Incident Report for Harness

Postmortem

Summary
On June 6th, our SCM service experienced degraded performance that briefly impacted infrastructure pipeline operations. This was triggered by a high-volume onboarding of modules using SSH-based connectors via our Terraform provider, which caused an unexpected resource spike in core services. This effected all services that use the SCM service including CI, CD & STO.

Root Cause
The primary cause was a surge in SSH metadata validation commands executed concurrently by the one of the services. This overwhelmed the system’s ability to process requests, leading to service disruption.

Mitigation

  • We implemented rate limiting on module onboarding API calls (create, update, sync), reducing request frequency per pod, to ensure service availability.
  • Increased CPU allocation for IaC server pods to mitigate auto-scaling cascades.
  • Customers may notice that not all modules are created in a single run; reapplying the plan will complete the remaining modules.

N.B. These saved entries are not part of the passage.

PR #154, opened 2017-02-23
feeds@jonbrettdev.wordpress.com: fix some variable warnings

collinss:
@jake1164 Thought I'd run this by you before merging in case it interferes with your workflow.

FYI, I also submitted [this pr](https://github.com/linuxmint/Cinnamon/pull/6303) to Cinnamon. When it's merged, it will allow you to move your feeds list to the settings api if you want.

### DIFF
--- a/feeds@jonbrettdev.wordpress.com/files/feeds@jonbrettdev.wordpress.com/applet.js
+++ b/feeds@jonbrettdev.wordpress.com/files/feeds@jonbrettdev.wordpress.com/applet.js
@@ -72,7 +72,7 @@ FeedApplet.prototype = {
         this.feed_queue = [];
 
         try {
-            debug_logging = this.settings.getValue("enable-verbose-logging");
+            let debug_logging = this.settings.getValue("enable-verbose-logging");
 
             // Initialize a debug logger
             this.logger = new Logger.Logger({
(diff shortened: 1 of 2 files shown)


jake1164:
The merge is fine, I can just pull those changes before I create a pull with my current changes.


The updated settings would have been nice to know, I have been redoing the feed management stuff.


Question about the new settings api @collinss, and this is why I am currently limiting to 1 instance of the applet.


Currently, if you have multiple applet instances, when a user adds a new instance of the applet it creates a new "instanceid.json" settings file.


However, when you remove that instance the settings file goes away (including all the feeds). SO if you are on a laptop, and have the applet on a panel on a secondary screen and take the applet off, the applet no longer is visible (another bug, it really should move, temporarily, to a visible panel), and you remove that applet and then add it to the visible panel, all settings (feeds) are lost.

Will this be the same with the new settings api?

Reproduce using feeds as example:

  1.  If you currently have any feeds back them up.
  2.  Remove any instances of feeds
  3.  Change max-instances to 3 (any number above 1) in feeds metadata.json
  4.  Add feed to a panel
  5.  Note that NNN.json is created in .cinnamon/configs/uuid
  6.  Remove that instance
  7.  Note that NNN.json is now gone, along with any feeds in it.

I know I don't want to loose all my feeds settings every time I move an applet around.

________________________________

collinss:
I'm not entirely sure of the answer to your question without some testing, but I can tell you that I didn't touch that stuff when I reworked the settings. What you describe actually sounds like a bug that we saw before with settings being inappropriately removed for multi-instance applets. It was also causing some issues with my sticky notes applet. IIRC it was fixed within the last release or two.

Preventive and Long-Term Improvements

  • We are evaluating a queued onboarding system to smooth out load spikes and avoid manual scaling coordination.
  • Improvements in error handling and metadata synchronization logic are being addressed.
Posted Jul 24, 2025 - 22:47 PDT

Resolved

The issue has been resolved and we will post our findings in the post mortem.
Posted Jun 06, 2025 - 10:38 PDT

Monitoring

A fix has been implemented and we are monitoring the results.
Posted Jun 06, 2025 - 10:25 PDT

Identified

The issue has been identified and a fix is being implemented.
Posted Jun 06, 2025 - 09:50 PDT

Investigating

We are currently investigating an issue for CI/STO stages getting stuck or aborted.
Posted Jun 06, 2025 - 09:30 PDT
This incident affected: Prod 2 (Continuous Integration Enterprise(CIE) - Self Hosted Runners, Continuous Integration Enterprise(CIE) - Mac Cloud Builds, Continuous Integration Enterprise(CIE) - Windows Cloud Builds, Continuous Integration Enterprise(CIE) - Linux Cloud Builds, Security Testing Orchestration (STO)).